How Many Possible Fat Men Are in That Doorway?
The way of presenting this (family of) puzzle(s) is due to American philosopher and logician, W.V.O. Quine. It concerns possibilia. I will ignore the vagueness of “fat” and take “doorway” as understood. So, let’s take a look. People say things like:
A: Is X coming to the meeting?
B: I don’t know. It is possible, I guess.
A: A ball dropped near my floor will hit the floor and not fly off somewhere and turn feathered.
B: I don’t know. Maybe it is really possible, just unlikely.
A: God possibly exists.
B: Oh really?
A: Nothing goes faster than light.
B: Why not?
A: It is impossible!
A: It is impossible that there is a river of Coca-Cola elsewhere (not on Earth) in the universe.
B: Why is that?
A: Because Coke is necessarily made under license by a corporation based in the U.S. here on Earth, and as yet it has not licensed any manufacturing elsewhere.
So what do we see in these small dialogues? Many uses of “possible” and its negation, “impossible.” We also see “necessarily,” a related word. What’s the relationship between necessary and possible?
The conventional identity is that something is necessary if it is not possible that it is not.

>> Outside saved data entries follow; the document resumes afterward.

Issue #1016, opened 2026-01-21
Respect `#[cfg(feature = ...)]` attributes on `gen` call


tyler-zeromatter:
It would be nice to be able to selectively disable types and have `gen` respect the feature gates:

```rs
#[cfg(feature = testing_bindings)]
#[diplomat::bridge]
mod ffi {
  pub struct FfiTest() {}
  impl FfiTest {
    fn this_is_a_test_function() {}
  }
}
// Or
#[cfg(feature = testing_bindings)]
mod somelib;
```

This allows me to selectively create modules just for testing parts of FFI bindings that I don't want to expose to customers.

I would also settle for something like
```rs
#[cfg(feature = testing_bindings)]
#[diplomat::attr(auto, feature="testing_bindings")]
#[diplomat::bridge]
mod ffi {
  // ...
}
```

Either way, a list of features would have to be passed to `gen` in some way, I'm thinking maybe through `SharedConfig`?

tyler-zeromatter:
Here's a potential design:

# Enabling/Disabling bindings by feature

## The Problem We're Trying to Solve

When we have something like
```rs
#[cfg(feature = some_feature)]
mod some_feature
```

Or
```rs
#[cfg(feature=some_feature)]
mod ffi {}
```

Diplomat will automatically search and add bindings, even if the feature is disabled by default.
This is a trap that new users can easily fall into. Diplomat will generate the bindings, but Rust does not generate the code.

At compile-time, this leads to `unresolved symbol` errors that might be a little confusing to first-time users. We want to preserve default behavior, but we should still warn users if they are stumbling into a potential trap:

### Initial Safeguards
When validating with the hir, if Diplomat ever detects a feature gate, it should output a warning:
```
WARNING: Detected #[cfg(feature=some_feature)]. Diplomat automatically generates bindings for all features by default. To disable warnings, update config disable_feature_gate_warnings to `true`. See LINK for more.
```

## SharedConfig

Stores:
- `features_enabled`, an `Option<HashSet>`. If set to `None`, Diplomat will generate all features by default. If set to `Some`, any features detected in the `HashSet` will be passed to the `AttributeValidator` for validation that any `cfg` attributes have an associated Diplomat attribute with them, defined below. We error otherwise.
- `disable_feature_gate_warnings` disables warnings related to `cfg(feature=)`. This is both for the above warning, and for the safeguards for `diplomat::attr` detailed below.

### Safeguards
[...]

PR #1019, opened 2026-01-23
Add Diplomat Feature gates

tyler-zeromatter:
Closes https://github.com/rust-diplomat/diplomat/issues/1016

Very rough draft of the plan described above.

This currently does not implement warning/validation since that requires modifying the structure of the HIR attribute validator some (it needs access to `cfg(feature=)` from the AST), and I wanted to wait on further comments before going head with that.

### DIFF
--- a/tool/src/config.rs
+++ b/tool/src/config.rs
@@ -80,7 +80,7 @@ impl SharedConfig {
                             let slice = &st[1..st.len() - 1];
                             let hash = slice
                                 .split(",")
-                                .map(|s| s.replace("\"", "").replace(" ", "").to_string())
+                                .map(|s| s.replace("\"", "").trim().to_string())
                                 .collect();
                             hash
                         } else {


tool/src/config.rs
```diff
@@ -23,6 +23,10 @@ pub struct SharedConfig {
     pub unsafe_references_in_callbacks: Option<bool>,
     /// The folder to pull custom bindings from. Defaults to the lib.rs folder.
     pub custom_extra_code_location: PathBuf,
+    /// List of features to enable/disable generation for. If `None`, all features are enabled. 
+    pub features_enabled : Option<HashSet<String>>,
+    /// Whether or not to warn if #[cfg(feature=...)] is detected. If `None` or `Some(false)`, warnings are not generated.
+    pub disable_feature_gate_warnings : Option<bool>,
```
Manishearth: This should not be a part of the MVP, I'd like to discuss these warnings separately.

Also, depending on the design (cfg based or attr based) these warnings can be adequately dismissed with `features_enabled = all/true`

tool/src/config.rs
```diff
@@ -56,6 +60,37 @@ impl SharedConfig {
...
+                        Some(str_arr)
+                    }
+                    Value::Boolean(b) => {
+                        if b {
+                            None
+                        } else {
+                            Some(HashSet::new())
+                        }
+                    }
+                    Value::String(st) => {
```
Manishearth: IMO we should not be parsing a string as a single-element array here. The strings should be reserved for keywords like `all` etc.

feature_tests/src/attrs.rs
```diff
@@ -473,4 +473,7 @@ pub mod ffi {
         )
     )]
     pub struct BlockOverride();
+
+    #[diplomat::attr(not(feature=some_feature), disable)]
```
Manishearth, line 478: So just to be clear, it looks like you're oging with the design where Diplomat has a parallel universe of features that have nothing to do with Cargo features, yes? Users can choose to make them the same as Cargo features if they want, but they don't have to, and Diplomat does not read `cfg`s at all.

That's fine by me, I slightly prefer Diplomat not having to think about Cargo stuff.

tool/src/config.rs
Manishearth: Actually, see my comment o nthe design issue, maybe we don't want keywords supported.

feature_tests/src/attrs.rs
tyler-zeromatter: Yes, I think that's easiest. Not only was this like 5 seconds to implement, but I also think it allows for more versatility for Diplomat users for whatever they want to selectively enable/disable

Manishearth: Yeah, good to hear! Let's stick with that.

tool/src/config.rs
Manishearth: Yeah, let's just not support keywords. This can stay as is

core/src/hir/attrs.rs
```diff
@@ -1327,7 +1323,7 @@ pub struct BasicAttributeValidator {
     #[allow(clippy::type_complexity)] // dyn fn is not that complex
     pub is_name_value: Option<Box<dyn Fn(&str, &str) -> bool>>,
     /// The features supported
-    pub features_supported : Option<HashSet<String>>,
+    pub features_supported: Option<HashSet<String>>,
```
Manishearth: nit: `features_enabled` I think

And mention that None = all features are enabled.

core/src/hir/attrs.rs
```diff
@@ -1322,6 +1322,8 @@ pub struct BasicAttributeValidator {
     /// override is_name_value()
     #[allow(clippy::type_complexity)] // dyn fn is not that complex
     pub is_name_value: Option<Box<dyn Fn(&str, &str) -> bool>>,
+    /// The features enabled. If `None`, all features are enabled.
```
Manishearth: Actually! I think given that we're not tied to Cargo features we should just not have an all mode for now. `features_enabled` can be a HashSet, only taking list values, and we don't need `all_features_enabled`.

The "all features" thing is mostly useful because in a lot of use cases there will be features you _don't_ care about that you want to always have enabled, only a couple will be ones you actually care to toggle.

If people want it we can add support later, just a HashSet is fine for now.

For example, let p be a proposition, then p is necessary if it is not possible that not p.
The next thing to notice is our puzzle: What do all the uses of “possible” (including the one “embedded” in the use of “necessarily”) have in common? You can start by asking yourself what is the domain of the operator in question. Are they all the same? What does linguistic analysis tell you? What else might bear on this question? Once you have done that, you have done more work than found in a lot of discussions of possibility.
Then ask: How do you evaluate the truth value (if there is one!) of the propositions using “possible” (etc.), and what in the world would “truth make” that truth value? (What would the world have to be like for there even to be a truth value?) As one naïve example (not a theory of truth), “Electrons have charge (thus and so)” is true because (for example) electrons have charge (thus and so). Your answers to all these questions should answer Quine’s question, or “dissolve” it.
Recommended reading: Bunge’s Treatise on Basic Philosophy (Volume 3) and Armstrong’s A World of States of Affairs. Schaum’s Outline of Logic, is a very easy way into the formal systems often used here, and yet also briefly addresses some of the philosophical topics as well. Pay attention to its discussion of the ontological argument (a fragment of which is in the third dialogue).